Segment Open

PR #1339, opened 2026-07-30
Reject unsupported expressions during GPU plan construction

ran-yuan-rui:
## Problem

Some unsupported expressions were added to GPU plans as null expression nodes.

`from_duckdb()` returns `nullptr` for expressions it cannot translate. Unmapped scalar functions are one source; the relevant struct/list/map extraction functions are not mapped either. Several plan builders did not check that result.

Seven reproduced shapes dereferenced a null translation and crashed the process. An ordinary filter above a join followed a different path: in the tested build, dereferencing the null expression propagated it into the expression evaluator, whose null check turned it into a mid-query failure and runtime CPU fallback. The dereference is still undefined behavior. This PR rejects the predicate during planning instead.

Affected shapes included:

- projections such as `round(x)`, `s.a`, and `lst[1]`
- sort keys computed by a projection, such as `ORDER BY round(x)`
- pushed-down and ordinary filters
- join conditions

## Fix

Plan construction now rejects expressions that cannot be translated in:

- projections
- pushed-down scan filters
- ordinary filters
- join conditions

Transparent execution then falls back to DuckDB CPU instead of installing an invalid GPU plan. Scan-side checks also distinguish an intentionally skipped filter from a failed translation, so an unsupported predicate cannot be silently dropped.

Nested sort keys are handled separately: STRUCT, LIST, and MAP keys are now rejected during planning instead of failing inside cuDF at runtime. Nested columns that only pass through the operator are unaffected, and supported operations such as `count(struct_col)` and `count(list_col)` are unchanged.

A defensive check also prevents partitioned-aggregate eligibility from dereferencing a malformed child projection.

The PR also fixes related diagnostics:

- DuckDB exception messages now use the correct printf-style placeholders.
- User-visible fallback errors no longer include DuckDB's serialized JSON envelope.
- Valid JSON that is not a DuckDB exception envelope is preserved unchanged.
- Plan-copy failures now all emit the same debug log; `NotImplementedException` was previously silent.

## Behavior

The affected queries now return the same result as `gpu_execution=false` instead of crashing or failing mid-query.

An unsupported expression is treated as a plan capability decision. If it remains in the logical plan, the query falls back even when the input is empty. Queries such as `LIMIT 0` or statistics-pruned scans can still stay on the GPU when DuckDB removes the unsupported expression before Sirius sees the plan.

Query recovery after a task-creation failure is handled separately and is not part of this PR.

## Verification

| Gate | Result |
|---|---|
| `make test` | 2221/2221 cases, 32,522,291 assertions |
| `make s3-test` | 90/90 cases, 31,383 assertions |
| `make s3-test-large` | 5/5 + 3/3 cases |
| `pre-commit run -a` | pass |
| `git diff --check` | pass |

Each production commit built independently, and the final branch passed a clean build.

Regression tests run the former crash shapes in isolated processes, compare results with DuckDB CPU execution, and assert plan-time fallback. Control cases verify that supported nested projections, aggregates, filters, and sort keys remain on the GPU.

### DIFF
--- a/src/op/sirius_physical_table_scan.cpp
+++ b/src/op/sirius_physical_table_scan.cpp
@@ -161,8 +161,6 @@ std::unique_ptr<operator_data> sirius_physical_table_scan::execute(const operato
   if (table_filters) {
     auto duckdb_filter = convert_table_filters_to_expression(
       *table_filters, column_ids, returned_types, batch_column_map);
-    // No converted filter means the predicates were handled elsewhere. A converted
-    // filter that cannot be translated must fail instead of passing rows through.
     if (duckdb_filter) {
       local_filter_expr = sirius::ast::from_duckdb(*duckdb_filter);
       if (local_filter_expr == nullptr) {
--- a/src/op/sirius_physical_table_scan.cpp
+++ b/src/op/sirius_physical_table_scan.cpp
@@ -161,7 +161,24 @@ std::unique_ptr<operator_data> sirius_physical_table_scan::execute(const operato
   if (table_filters) {
     auto duckdb_filter = convert_table_filters_to_expression(
       *table_filters, column_ids, returned_types, batch_column_map);
-    if (duckdb_filter) { local_filter_expr = sirius::ast::from_duckdb(*duckdb_filter); }
+    // A null converter result and a null translation mean different things and
+    // must not be collapsed. The converter returns nothing only when every
+    // predicate was already discharged — an advisory OPTIONAL_FILTER, an
+    // IS_NOT_NULL applied elsewhere, or a hive partition column pruned at the
+    // file-list level — in which case passing the batch through is correct. A
+    // translation that fails, on the other hand, means the filter cannot be
+    // applied at all; passing the batch through would silently emit rows the
+    // predicate should have removed. Fail closed instead. The planner refuses
+    // such plans before they get here (sirius_plan_get.cpp), so reaching this
+    // throw indicates a route that bypassed that gate.
+    if (duckdb_filter) {
+      local_filter_expr = sirius::ast::from_duckdb(*duckdb_filter);
+      if (local_filter_expr == nullptr) {
+        throw duckdb::InvalidInputException(
+          "TABLE_SCAN filter: cannot evaluate pushed-down predicate on GPU: %s",
+          duckdb_filter->ToString());
+      }
+    }
   }
 
   if (local_filter_expr != nullptr) {
--- a/src/op/sirius_physical_table_scan.cpp
+++ b/src/op/sirius_physical_table_scan.cpp
@@ -161,16 +161,8 @@ std::unique_ptr<operator_data> sirius_physical_table_scan::execute(const operato
   if (table_filters) {
     auto duckdb_filter = convert_table_filters_to_expression(
       *table_filters, column_ids, returned_types, batch_column_map);
-    // A null converter result and a null translation mean different things and
-    // must not be collapsed. The converter returns nothing only when every
-    // predicate was already discharged — an advisory OPTIONAL_FILTER, an
-    // IS_NOT_NULL applied elsewhere, or a hive partition column pruned at the
-    // file-list level — in which case passing the batch through is correct. A
-    // translation that fails, on the other hand, means the filter cannot be
-    // applied at all; passing the batch through would silently emit rows the
-    // predicate should have removed. Fail closed instead. The planner refuses
-    // such plans before they get here (sirius_plan_get.cpp), so reaching this
-    // throw indicates a route that bypassed that gate.
+    // No converted filter means the predicates were handled elsewhere. A converted
+    // filter that cannot be translated must fail instead of passing rows through.
     if (duckdb_filter) {
       local_filter_expr = sirius::ast::from_duckdb(*duckdb_filter);
       if (local_filter_expr == nullptr) {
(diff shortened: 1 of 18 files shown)


src/op/sirius_physical_table_scan.cpp
```diff
@@ -161,7 +161,16 @@ std::unique_ptr<operator_data> sirius_physical_table_scan::execute(const operato
   if (table_filters) {
     auto duckdb_filter = convert_table_filters_to_expression(
       *table_filters, column_ids, returned_types, batch_column_map);
-    if (duckdb_filter) { local_filter_expr = sirius::ast::from_duckdb(*duckdb_filter); }
+    // No converted filter means the predicates were handled elsewhere. A converted
```
felipeblazing: we dont need these comments

src/planner/sirius_plan_aggregate.cpp
```diff
@@ -163,6 +163,8 @@ static bool can_use_partitioned_aggregate(duckdb::ClientContext& context,
         for (auto& partition_col : partition_columns) {
           // we only support bound reference here
           auto const* expr = projection.select_list[partition_col].get();
+          // A partition key must reference a translated projection expression.
```
felipeblazing:
```suggestion
```

src/planner/sirius_plan_filter.cpp
```diff
@@ -91,11 +92,16 @@ sirius_physical_plan_generator::create_plan(duckdb::LogicalFilter& op)
       }
     }
 
-    auto filter =
-      duckdb::make_uniq<sirius::op::sirius_physical_filter>(std::move(filter_types),
-                                                            sirius::ast::from_duckdb(*combined),
-                                                            op.estimated_cardinality,
-                                                            std::move(output_indices));
+    // Reject unsupported predicates before the physical filter stores them.
```
felipeblazing:
```suggestion
```

src/planner/sirius_plan_get.cpp
```diff
@@ -62,6 +62,26 @@ duckdb::vector<std::unique_ptr<sirius::ast::node>> translate_expressions(
...
 }
 
+// Pushed-down filters bypass LogicalFilter. Match the runtime converter's skip
+// set, then validate the remaining predicate at plan time. The runtime translates
+// again because it resolves references against batch-relative positions.
+void reject_untranslatable_table_filter(duckdb::TableFilter const& filter,
+                                        duckdb::LogicalType const& column_type,
+                                        std::string const& column_name)
+{
+  if (filter.filter_type == duckdb::TableFilterType::OPTIONAL_FILTER ||
```
felipeblazing: why do we have this special check? can we wrap it in a function that is named something indicating why these are important is_blah_type_operator or osmething liek that?

src/planner/sirius_plan_get.cpp
```diff
@@ -62,6 +62,26 @@ duckdb::vector<std::unique_ptr<sirius::ast::node>> translate_expressions(
...
+      filter.filter_type == duckdb::TableFilterType::IS_NOT_NULL) {
+    return;
+  }
+  auto column_ref = duckdb::make_uniq<duckdb::BoundReferenceExpression>(column_type, 0);
+  auto expression = filter.ToExpression(*column_ref);
```
felipeblazing, line 84: can ToExpression fail and return  a nullptr? I don't think the next line will ever be false.

felipeblazing: it CAN throw an exception

felipeblazing (changes requested):

src/planner/sirius_plan_get.cpp
ran-yuan-rui: > can ToExpression fail and return a nullptr? I don't think the next line will ever be false.

You're right — removed

ran-yuan-rui: > it CAN throw an exception

Correct — StructFilter::ToExpression can throw InternalException (StructType::GetChildType goes through optional_ptr::CheckValid when the column type is not a struct, plus a checked NumericCast).

src/planner/sirius_plan_get.cpp
ran-yuan-rui: Done — wrapped as is_discharged_without_translation. The reason for the special-casing: those two filter types never reach the predicate the runtime translates (an OPTIONAL_FILTER is advisory, and IS_NOT_NULL is applied by the scan itself), so probing them would reject plans the scan actually handles correctly. The skip set mirrors convert_table_filters_to_expression in scan_utils.cpp, and the comment on the function records that they must stay in step.

src/planner/sirius_plan_get.cpp
ran-yuan-rui: It cannot fire from this call site, though: reject_nested_column_type runs on the same column type one line above and rejects STRUCT/LIST/MAP before the probe, and a StructFilter only appears on a struct column. And if one ever did throw, the exception leaves create_plan and the rebind path falls back to CPU — the same outcome this probe produces deliberately, so there is nothing to catch here.

src/planner/sirius_plan_aggregate.cpp
ran-yuan-rui: fixed

src/planner/sirius_plan_filter.cpp
ran-yuan-rui: fixed

felipeblazing (approved):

Segment Closed

• **YOUR GOAL**
From the listing above, copy every line that holds the string "advisory".

• **ANSWER BOX**
+    // predicate was already discharged — an advisory OPTIONAL_FILTER, an
-    // predicate was already discharged — an advisory OPTIONAL_FILTER, an
ran-yuan-rui: Done — wrapped as is_discharged_without_translation. The reason for the special-casing: those two filter types never reach the predicate the runtime translates (an OPTIONAL_FILTER is advisory, and IS_NOT_NULL is applied by the scan itself), so probing them would reject plans the scan actually handles correctly. The skip set mirrors convert_table_filters_to_expression in scan_utils.cpp, and the comment on the function records that they must stay in step.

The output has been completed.